Your XML sitemap lists every page you want Google to index, along with when each was last updated. Most ecommerce platforms generate sitemaps automatically. Submit yours in Google Search Console under Sitemaps and check the report regularly. The sitemap should include all product pages, category pages, and content pages. It should exclude pages with noindex tags, paginated filter results, out-of-stock products you have removed, and duplicate URL variations. If your store has more than 50,000 URLs, split the sitemap into multiple files referenced by a sitemap index file.

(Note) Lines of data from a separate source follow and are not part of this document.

PR #1717, opened 2026-02-26
Fix MSG_NOSIGNAL handling on NetBSD.

0-wiz-0:
In /usr/include/sys/unistd.h:62, `_POSIX_VERSION' is only `200112L', but NetBSD supports MSG_NOSIGNAL anyway.


chriskohlhoff:
Likely addressed by commit 818477578, released in asio 1.38.1.

PR #770, opened 2021-06-28
doc(PULL_REQUEST_TEMPLATE): use checklist & comment

smolck:
Just an update to the PR template that I think might be an improvement; feel free to close if not, of course.


shaunsingh:
Thanks, I think the checklist looks much better as well. I would also like to say I love your work on on uivonim.

PR #782, opened 2021-07-02
feat(keyboard_manager): allow <S-Tab> mappings

smolck:
See https://github.com/Kethku/neovide/issues/445#issuecomment-872053369

This may not be the *best* way to go about this, but it does work; open to suggestions if there's a better way though.

- [ ] Fix
- [x] Feature
- [ ] Codestyle
- [ ] Refactor
- [ ] Other

- [x] No

### DIFF
--- a/src/window/window_wrapper/keyboard_manager.rs
+++ b/src/window/window_wrapper/keyboard_manager.rs
@@ -38,7 +38,7 @@ fn or_empty(condition: bool, text: &str) -> &str {
     }
 }
 
-fn is_control_key(key: Key<'static>) -> Option<&str> {
+fn is_control_key(shift: bool, key: Key<'static>) -> Option<&str> {
     match key {
         Key::Backspace => Some("BS"),
         Key::Escape => Some("Esc"),
@@ -64,6 +64,7 @@ fn is_control_key(key: Key<'static>) -> Option<&str> {
         Key::End => Some("End"),
         Key::PageUp => Some("PageUp"),
         Key::PageDown => Some("PageDown"),
+        Key::Tab if shift => Some("Tab"),
         _ => None,
     }
 }
@@ -157,7 +158,9 @@ impl KeyboardManager {
                         if key_event.state == ElementState::Pressed {
                             // Determine if this key event represents a key which won't ever
                             // present text.
-                            if let Some(key_text) = is_control_key(key_event.logical_key) {
+                            if let Some(key_text) =
+                                is_control_key(self.shift, key_event.logical_key)
+                            {
                                 let keybinding_string =
                                     self.format_keybinding_string(true, true, key_text);
 


Kethku:
This looks good, but I think there are likely other keybindings which should be similarly handled. For instance, shift + space likely doesn't work right now.

smolck:
Right, and this should allow for adding those other ones with just an extra line each; shift-tab was the only one I could think of when I threw this together yesterday. Do you want me to add shift+space to this PR too?

Kethku:
Nah its all good. I'll add them at a later time.

I can't help but feel like these layers of fixes mean we need further changes upstream. I don't think our use case is all that unique.

Specifically knowing if a given modifier was consumed when producing a particular text character. That way we can determine whether we should include the modifier in the resulting key text.

Another option would be to modify neovim to allow modifiers even if the key text used it up. Although think that would be a breaking change for some configurations.

src/window/window_wrapper/keyboard_manager.rs
```diff
@@ -157,7 +158,9 @@ impl KeyboardManager {
                         if key_event.state == ElementState::Pressed {
                             // Determine if this key event represents a key which won't ever
                             // present text.
-                            if let Some(key_text) = is_control_key(key_event.logical_key) {
+                            if let Some(key_text) =
+                                is_control_key(self.shift, key_event.logical_key)
```
last-partizan, line 162: I don't think this is a good idea, we're basically replacing shift with tab.

But, to make it right - we need some refactoring.

```rs
if key_event.state == ElementState::Pressed {
   ...
}
```

What all code in this block is doing, is - formatting keybinding, if it looks like keybinding.

Most of the code - if's, and calling `format_keybinding_string` with different args.

This needs to be refactored into something like this:

```rs
if let Some(keybinding) = self.maybe_format_keybinding(key_event) {
  ... send keybinding
}
```

`maybe_format_keybinding` should use guard clauses to return None for keybindigs which should be ignored, and Some keybinding for valid cases.

@smolck what do you think?

@Kethku do you like this idea?

Kethku: I'm thinking about this. I don't have a good model in my head for what needs to happen here, so I'm going to hold off a bit and come back to it. I think we need more information from upstream in order to really do this correctly.

src/window/window_wrapper/keyboard_manager.rs
```diff
@@ -64,6 +64,7 @@ fn is_control_key(key: Key<'static>) -> Option<&str> {
         Key::End => Some("End"),
         Key::PageUp => Some("PageUp"),
         Key::PageDown => Some("PageDown"),
+        Key::Tab if shift => Some("Tab"),
```
last-partizan, line 67: Why do we need this `if shift` check?

I tested variant without, and it works fine. Mabe i missed something?

last-partizan:
Closing this, issues is already fixed.

PR #783, opened 2021-07-02
Update rust-skia to support aarch64

shaunsingh:
- [x] Fix
- [ ] Feature
- [ ] Codestyle
- [ ] Refactor
- [ ] Other

- [x] No

Tested locally on a chromebook machine, seems to work fine. Fixes https://github.com/Kethku/neovide/issues/766. I would just double check with @Shatur before merging 

Side note: I think quite a few of the dependencies are out of date now. Is it possible to add dependabots for rust? if not, I might have to manually take a look at them one day

### DIFF
--- a/Cargo.lock
+++ b/Cargo.lock
@@ -2276,7 +2276,7 @@ dependencies = [
 
 [[package]]
 name = "skia-bindings"
-version = "0.39.1"
+version = "0.40.2"
 source = "registry+https://github.com/rust-lang/crates.io-index"
 checksum = "751462e70a68391c38c76d5e14ea24ed4bedd7db4b9bcefffa179f63bddf5c86"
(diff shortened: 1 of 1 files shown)


Kethku:
I'm inclined to merge this regardless as it probably doesn't break anything.

Shatur:
@Kethku @shaunsingh Can't build this. The error is exactly the same. I guess we should update the version inside the `.toml` file too.

shaunsingh:
@Shatur Whoops, forgot about that. Fixed in https://github.com/Kethku/neovide/blob/main/Cargo.toml, I think it should work now

Shatur:
@shaunsingh @Kethku Now the build is broken for all platforms, you forgot to update the checksums. See #798.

Run a crawl of your site using Screaming Frog (free for up to 500 URLs) or Ahrefs Site Audit. Look for 404 errors (pages that do not exist), redirect chains (a link that redirects to another redirect to another redirect), orphan pages (pages with no internal links pointing to them), and pages with very low internal link counts. Every product and category page should be reachable within three clicks from your homepage through your navigation and internal linking structure.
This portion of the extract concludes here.